- São Martinho de Anta Location in Portugal
- Coordinates: 41°16′2″N 7°37′46″W﻿ / ﻿41.26722°N 7.62944°W
- Country: Portugal
- Region: Norte
- Intermunic. comm.: Douro
- District: Vila Real
- Municipality: Sabrosa
- Established: Settlement: 12th century Parish: c. 1258
- Disbanded: 2013

Area
- • Total: 15.95 km^{2} (6.16 sq mi)
- Elevation: 639 m (2,096 ft)

Population (2001)
- • Total: 870
- • Density: 55/km^{2} (140/sq mi)
- Time zone: UTC+00:00 (WET)
- • Summer (DST): UTC+01:00 (WEST)
- Postal code: 5060-432
- Area code: 259
- Patron: Nossa Senhora de Azinheira

= São Martinho de Anta (Sabrosa) =

São Martinho de Anta is a former civil parish in the municipality of Sabrosa, Portugal. In 2013, the parish merged into the new parish São Martinho de Antas e Paradela de Guiães. The small parish extends into an area of 15.95 km^{2}, and includes a minor population of 870 inhabitants (2001). It received its name, in the 20th century, but became more known, as the birthplace of the Portuguese poet and writer Miguel Torga, who lived in an isolated home in the parish.

==History==
Greek coins were dated in this region by Dr. Rui de Serpa Pinto, who suggested that their existence in this area date back to 385 (they have since disappeared). The coins were accidentally found at the beginning of the 20th century.

Another remnant of its historical past was the Arrecada de S. Martinho, a golden lunula structure with hollow, triangular appendages and hanging double system, possibly dating from the 4th century, and connected with the Phoenicians.

São Martinho de Anta was part of the early settlements that were prescribed in the 12th and 13th century foral allocated to the lands of Panois, specifically the settlements of Souto Maior and Roalde. In addition to the place of Anta, São Martinho de Anta was characterized by an antique castro, which later was the base for their names.

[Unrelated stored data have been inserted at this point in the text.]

PR #716, opened 2017-08-09
:sparkles: Log more meaningful data to fabric

### LINKED ISSUE #699: Average time slot editing per day per user
At the moment we can get a number of time slots edited per day per user but we would like to know out of how many so we can get the percentage.

sofokli1:
Closes #699 

Here we are logging:
- Which categories are created from the algo and manually from the users. (Also smart guesses)
- Which categories are edited (what it was and what is the new one) 
- Durations of the slots
- Locale `regionCode` (ex: US, GR) not based on location just phone's locale (is meant to be more of a hint)
- `Hour of the day` so that we have a better understating when the app is most used during the day (either opened to be viewed or opened to edit slots)
- `Day of the week` so that we have a better idea which day the app is used more


teferi/Pipeline/PersistencySink.swift
```diff
@@ -40,13 +43,23 @@ class PersistencySink : Sink
...
             else
             {
                 addedTimeSlot = timeSlotService.addTimeSlot(withStartTime: temporaryTimeSlot.start,
                                                                  category: temporaryTimeSlot.category,
                                                                  categoryWasSetByUser: false,
                                                                  location: temporaryTimeSlot.location?.toCLLocation())
+                
+                if let addedTimeSlot = addedTimeSlot
+                {
+                    metricsService.log(event: .timeSlotCreated(date: timeService.now, category: addedTimeSlot.category, duration: addedTimeSlot.duration))
```
amulware: In every other case of creation, we log the general event and a more specific one. Would it not be better to have a more specific event here as well, so we can easier see for example the ratio of smart guessed to not smart guessed?

PR #719, opened 2017-08-16
Timeline vote

### LINKED ISSUE #694: Ask user to upvote/downvote the timeline
Ask user to rate the timeline quality (how accurate was tracking and category guessing) by giving thumbs up or thumbs down on every evening.
- Show upvote/downvote option at the bottom of the timeline.
- User gets notified about the option once per day via notification. (let's send notification at 6pm)
- Notification copy: '**Rate your experience** - Did the app track your time accurately?'
- Tapping on a notification opens the app and scrolls user at the bottom of the timeline.
- Don't show this notification on Sundays. Voting is still available on Sundays.
- User can't change upvote/downvote after being already voted.
- Show 'Thank you' note after voting. Remove 'Thank you' note when app goes in the background or when user closes the app.
- User can rate days in the past as well.
- User can't turn this option off.
- Limit voting to last 7 days.

sofokli1:
Closes #694


teferi/en.lproj/Localizable.strings
```diff
@@ -25,6 +25,12 @@
 "WelcomeMessageTitle" = "That's it! 🎉";
 "WelcomeMessageSubTitle" = "Check back later to see where your time goes.";
 
+"VotingNotificationTittle" = "Rate your experience";
+"VotingNotificationMessage" = "Did the app track your time accurately?";
```
amulware: Up to @pe0ny, but maybe change the copy to 'Did Superday track your time accurately?'

pe0ny: +1 to change the copy to 'Did Superday track your time accurately?'

teferi/AppDelegate.swift
```diff
@@ -133,6 +133,8 @@ class AppDelegate : UIResponder, UIApplicationDelegate
         
         initializeWindowIfNeeded()
         
+        notificationService.scheduleVotingNotifications()
```
sofokli1: This only needs to happen once. if called again it will override the previously scheduled notifications with same id. I didn't want to complicate the logic by adding extra checks and flags if it was already called.

teferi/Models/NotificationType.swift
```diff
@@ -3,4 +3,5 @@ import Foundation
 enum NotificationType : String
 {
     case normal
+    case repeatWeekly
```
sofokli1: no because we schedule 1 per every week day (except for Sunday) (total of 6) and make each of those repeatable for that week day every week.

teferi/Services/Implementations/Persistency/DefaultSettingsService.swift
```diff
@@ -165,9 +173,50 @@ class DefaultSettingsService : SettingsService
...
+    func setWelcomeMessageShown()
+    {
+        set(true, forKey: welcomeMessageShownKey)
+    }
+    func setWelcomeMessage(visible: Bool)
+    {
+        set(visible, forKey: welcomeMessageVisibleKey)
+    }
+    
+    func canShowVotingView(forDate date: Date) -> Bool
```
Odrakir: I think this kind of logic should be in the viewModel and not here, or at least some of it. This is not really a "setting", right?

teferi/Services/Implementations/Persistency/DefaultSettingsService.swift
```diff
@@ -165,9 +173,50 @@ class DefaultSettingsService : SettingsService
...
+    }
+    
+    func didVote(forDate date: Date)
+    {
+        var history = cleanedUpVotingHistory()
+        history.append(date.ignoreTimeComponents())
+        UserDefaults.standard.setValue(history, forKey: votingHistoryKey)
+    }
+    
+    private func cleanedUpVotingHistory() -> [Date]
```
Odrakir: Why "cleanedUpVotingHistory" why not "lastSevenDaysOfVotingHistory"?

teferi/Services/Implementations/Persistency/DefaultSettingsService.swift
```diff
@@ -165,9 +173,50 @@ class DefaultSettingsService : SettingsService
...
+            ( timeService.now.ignoreTimeComponents() == date.ignoreTimeComponents() ? timeService.now.hour >= Constants.hourToShowDailyVotingUI : true ) &&
+            !welcomeMessageVisible
+        else { return false }
+        
+        let alreadyVoted = !cleanedUpVotingHistory().contains(date.ignoreTimeComponents())
+        
+        return alreadyVoted
+    }
+    
+    func didVote(forDate date: Date)
```
Odrakir: This should be called "setVote" or "vote", as "didVote" is more common used for something that returns a Bool, first time I read it, that was what I expected it to do.

teferi/UI/Modules/Main/MainViewModel.swift
```diff
@@ -41,12 +41,14 @@ class MainViewModel : RxViewModel
             .map { [unowned self] () -> Bool in
                 guard self.timeService.now.ignoreTimeComponents() == self.settingsService.installDate!.ignoreTimeComponents()
                 else {
-                    self.settingsService.setWelcomeMessageHidden()
+                    self.settingsService.setWelcomeMessage(visible: false)
```
Odrakir: As mentioned before, wether the welcome message is visible or not at this very moment, shouldn't be part of the settings, it should be part of the view model.

sofokli1: How would you suggest i share this information with other viewmodels?

Odrakir: Which information?

sofokli1: if the welcome message is visible

Odrakir: Ok, you mean for the Timeline to know if the welcome message is there or not. I'm not sure about that, maybe somehow through the Pager, I don't want to overcomplicate things, but I think it's worth it to give it a thought.

In mi opinion using the Settings for something that is not a setting (more of a part of the "state" of the app) seems like a bad idea... But we can ask for a second opinion if you don't agree.

sofokli1: it is not that i do not agree, it's just that this seemed the easiest way to do it without overcomplicating it. Any idea to overcome this is welcome

sofokli1: This information has to travel from `Main` to `Pager` to `Timeline`and is especially useless for the `Pager` where it only passes through. Would it make sense to make a whole service just for this information? Or better leave it as is?

sofokli1: @Odrakir since the the informations is needed only at `Timeline` i am ok with the current logic of this PR. But would go with the new `Service` logic if an other component of the app needs the same information. what do you think?

Odrakir: Mmmm... I don't think having a new Service is a good solution either. In the end everything is a Service in this app...

If you think about it... there's always only one timeline visible at a time, so maybe it makes sense exposing that timeline (or some attribute of it) through the pager to the main view.

But, anyway... Is this all ever really needed? Are we ever going to show the timeline voting at the same time as the welcome message? It seems to me that's something which is impossible to happen, as the welcome message only shows the first time you log in and the voting only shows after 18 hours, isn't it?

In that case I would remove the stuff about the welcome message being visible completely from settings.

sofokli1: if you install the app after 18:00 the issue shows itself

sofokli1: it is a rare case but it is still a case

Odrakir: Oh, I'm sorry, I misunderstood, I thought it was 18 hours after install.

But then again, it makes no sense to show the voting if the user installs after 18:00 and all he sees is the default Leisure slot. So I propose two options here, whatever you prefer:
- Only show it if there are more than "n" slots (n could be 1 or 2 or...)
- Only show it after x hours after install.

I think probably the first one is easier. And then we can remove the messageVisible stuff.

sofokli1: i like the `"n" slots` option

Issue #704, opened 2017-08-07
Changing mid-night logic to take into account real sleep time


amulware:
The idea being to start the day when the user goes to sleep, not at midnight.

Apart from significant technical challenges, there are logical ones as well. Issues that have to be dealt with include:

- how to handle if a user has no sleep slot for a day? two days? two weeks?
- how to handle if a user has only small sleep slots spread across the day/night?
- how to handle that days can have basically arbitrary lengths? how will this work in statistics?
- how to handle a user whose week is into 6 waking/sleeping periods? does the week have 6 days? do they have fewer weeks/days that year?

And I'm sure there are other problems with this.

Odrakir:
I say those are a lot of problems. Now I understand Heidi's concerns, but for me they are not bad enough to get into this mess. 

A day is a day: a 24 hour period staring at 12:00 and we count how many hours you slept in that period. 

The thing would be totally different if we were making a sleep tracker in which, then yes, I would like to know the amount of time I slept "last night" where last night is the amount of time since I went to bed yesterday till I woke up today.

amulware:
While I'd like this, I don't see it being done anytime soon.

PR #720, opened 2017-08-18
Midnight cap pipe

### LINKED ISSUE #695: Fill gap between midnight and first timeslot of the day
Of course only if there is one. I think in most cases it makes sense to set this to `sleep` automatically, but I'm not sure what to do with people that stay up till 1am or something.

Ideas/suggestions welcome.

In either case, it would be nice if we could reach a 24h coverage of each day, just so that no time is 'lost' when looking at statistics.

sofokli1:
Closes #695


Odrakir:
I would like to discuss this a bit further before approving. It seems to me a little risky to split slots like that, I know that right now probably it's ok, but it doesn't seem like the best solution to me.

First, I think this doesn't address @pe0ny's concerns about the sleep being split in half, right? What Heidi wanted was for the sleep to happen all at the end of a day, and the next day starts when the user wakes up.

And secondly, I was thinking: As what we are really looking for is a way to fix what the user sees... Why don't we just fix them when showing them to the user? So, if he sleeps from 10 PM to 8 AM next day, we store that big slot in the DB, but when we transform those slots into timeline items, we decide if we need to split that, cap them or directly not show them because they belong to the previous/next day.

Do I make sense? @amulware @sofokli1 @pe0ny

amulware:
We decided to not do any fancy shenanigans with starting the day before/after sleeping, since there are way too many edge cases to handle. Discussion can continue here: #704

With regards to only making this change when showing data to the user: I think doing it at generation is easier. Otherwise, when fetching data for a day, we have to fetch one additional time entry for the day before, which seems strange to me and complicates the query.

Odrakir:
Ok then. If we are going to split the slot, I agree it's not worth it to do it any other way. If we ever do the other thing, we can discuss this again 😀

PR #723, opened 2017-08-30
:construction: Scroll to correct day when opening from notification

sofokli1:
Fixes problem when opening daily voting notification for past day. The app was not scrolling to that day.


sofokli1:
@Odrakir not sure why the test that i changed in `758d1d5` was failing. let me know if it makes sense.

teferi/Services/Protocols/State/AppLifecycleService.swift
```diff
@@ -18,4 +18,17 @@ extension AppLifecycleService
             }
             .mapTo(())
     }
+    
+    var startedOnDailyVotingNotificationDateObservable : Observable<Date>
+    {
+        return self.lifecycleEventObservable
+            .filter {
```
Odrakir: I think you don't need this first filter.

PR #736, opened 2017-09-01
Introduce user feedback and metrics

sofokli1:
## User facing:
- Split slots that go past midnight into two slots divided at midnight
- Add Timeline daily voting component + daily notifications (except for Sunday)
- Add weekly rating component + weekly notification (only on Sunday)
- Clears Notification Canter every time the app is opened

## Bug fixes
- Fix crash in weekly summary

##  Internal / Refactoring
- Improve fabric logging with more data from user input in daily voting and weekly review
- Add customisable padding for modal popup VCs
- Make pie chart white circle size customisable


amulware:
Changelog isn't very user-friendly, and there is a typo in the first line (slot/slots). I can rewrite it next week if you like.

sofokli1:
If it is not too much bother

PR #740, opened 2017-09-04
Fix not scrolling to bottom for voting

### LINKED ISSUE #738: Timeline vote notification doesn't direct user to the right place
Timeline vote notifications work like a charm but just open the correct timeline, though these should scroll to the 'vote' section, so user can give thumbs up/down right away. At the moment these are just opening the timeline at the top.

sofokli1:
closes #738


teferi/AppDelegate.swift
```diff
@@ -132,8 +132,6 @@ class AppDelegate : UIResponder, UIApplicationDelegate
             }
         }
         
-        appLifecycleService.publish(isInBackground ? .movedToBackground : .movedToForeground(withDailyVotingNotificationDate: dailyVotingNotificationDate))
```
Odrakir: Why is this not needed anymore?

teferi/Services/Implementations/State/DefaultAppLifecycleService.swift
```diff
@@ -3,7 +3,7 @@ import RxSwift
 class DefaultAppLifecycleService : AppLifecycleService
 {
     let lifecycleEventObservable : Observable<LifecycleEvent>
-    private let lifecycleSubject = PublishSubject<LifecycleEvent>()
+    private let lifecycleSubject = BehaviorSubject<LifecycleEvent>(value: LifecycleEvent.movedToForeground(withDailyVotingNotificationDate: nil))
```
Odrakir: How about it being a `BehaviorSubject<LifecycleEvent?>` with a nil initial value and filtering out nil in the `lifecycleEventObservable`? Otherwise the first event will be moved to foreground without notification date.

teferi/UI/Modules/Timeline/TimelineViewController.swift
```diff
@@ -57,6 +57,10 @@ class TimelineViewController : UIViewController
     {
         super.viewDidLoad()
         
+        viewModel.dailyVotingNotificationObservable
```
Odrakir: Can you move this down to where the other viewModel bindings are? Maybe it's even worth it to create a `bindViewModel` method for all of them, your call.

teferi/UI/Modules/Timeline/TimelineViewController.swift
```diff
@@ -125,21 +129,19 @@ class TimelineViewController : UIViewController
             self.delegate?.didScroll(oldOffset: old + topInset, newOffset: new + topInset)
         })
         .addDisposableTo(disposeBag)
+        
+        viewModel.didBecomeActiveObservable
```
Odrakir: Won't this show the voting UI everytime the app comes from background on that day, regardless if you voted before or not?

teferi/AppDelegate.swift
sofokli1: my bad, i thought it was the same as the one in `applicationDidBecomeActive`

Issue #737, opened 2017-09-04
Weekly user review crashes


pe0ny:
After getting notification and tapping on it, it tried to open the app and crashed before the timeline appeared.
I tried to open the app again, but it didn't show me any popup (though it should have when user haven't rated it yet), just regular timeline.

Can't say what happens when i open the app during the time when it should display the popup, with out interacting with the notification.

sofokli1:
As far as i can tell based on Crashlytics the crash is not related to the weekly rating . Seems related to the pager for the timeline. Regarding the weekly rating not showing again there is a PR waiting for review for that.

sofokli1:
@pe0ny if you don't see this happening, please close

PR #741, opened 2017-09-04
Fix weekly rating

sofokli1:
This PR should  fix the issue where the rating view was opening every time the app opens during the allowed period. Was not using settingService to keep track of the last time that it was presented.

Partially helps with #737


amulware:
Should this not be merged into the release branch?

teferi/Services/Implementations/State/DefaultAppLifecycleService.swift
```diff
@@ -3,7 +3,7 @@ import RxSwift
 class DefaultAppLifecycleService : AppLifecycleService
 {
     let lifecycleEventObservable : Observable<LifecycleEvent>
-    private let lifecycleSubject = PublishSubject<LifecycleEvent>()
+    private let lifecycleSubject = BehaviorSubject<LifecycleEvent>(value: LifecycleEvent.movedToForeground(withDailyVotingNotificationDate: nil))
```
Odrakir: I've commented this change in another PR (why is it there twice?). I think LifecycleEvent should be optional, filtering it out in the Observable.

PR #745, opened 2017-09-11
:bug: Fix where settingsService is used

sofokli1:
Fix where settingsService is used


Odrakir:
I don't see how this PR would change anything... I think the problem must be somewhere else.

@pe0ny , just to clarify: The app needs to be installed for 7 days or more for this to appear. You are not deleting the app to install the new build, right?

pe0ny:
@Odrakir Yes. I installed the app on Aug 29th and haven't deleted it since.

sofokli1:
@Odrakir This change still makes sense to be merged

Odrakir:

The foral for Roalde mentions the locality, also referring to the residence of nobles and knights that lived in the area. The 1258 Inquirições referred to:
"they say that the King gave that royal land to his priest for a horse and mule and a falcon..."
The King mentioned was likely King Sancho I, and that Roalde pertained to the actual São Martinho de Anta ecclesiastical parish, which was dependent on the administration of the Sé in Braga.

It is unclear when São Martinho began being referred to with the suffix de Antas or d'Antas. It is clear that Portuguese (and early Brazilian) encyclopedias (such as the Luso-Brasileira, O Grande Dicionário da Verbo Universal) refers to São Martinho de Antas in 1406.

It was elevated to the status of vila (town) on 30 June 1999. Although there is a tendency to refer to the parish as São Martinho de Antas, in reality, the community was fixed by decree as São Martinho de Anta. Moreover, the decree-law 64/99, refers to the settlement as a villa in article one as:

The settlement of São Martinho de Anta, in the municipality of Sabrosa, district of Vila Real, is elevated to the category of town.

==Geography==
São Martinho de Anta is situated five kilometres from the municipal seat, along the roadway that connects Sabrosa and Vila Real. It includes various hamlets and places including Anta, Garganta, Roalde, São Martinho de Anta, Queda and Fragas, occupying an area of approximately 16 km^{2}. It is the largest population in Sabrosa, after the municipal seat, but its population increases considerably during the month of August, due to returnee emigrants on their vacations.

In the location of Tenaria (Roalde), the Ceira River is known to spring, bring water to the Douro River.

In addition to recreational sites, as an autocross track and tennis courts, the parish is benefited by many local services, such as the daily trash collection, connected to public water supply and drainage, a day centre, an extension of the municipal health care centre, pharmacy, post office, primary school and mini-market.

==Architecture==
- Chapel of Nossa Senhora da Azinheira (Our Lady Day of the Holmoak), dating from the 18th century, it includes an ornate retable and painted ceiling. It is the centre of annual pilgrimages in honour of the Virgin Mary on 15 August and on 11 November dedicated to Saint Martin.

==Notable citizens==
- Adolfo Correia Rocha, more commonly known as Miguel Torga (12 August 1907 – Coimbra; 17 January 1995), a medic, poet and writer, receiving literary awards for his poetry, short stories, theater and a 16 volume diary, including "Os Contos da Montanha".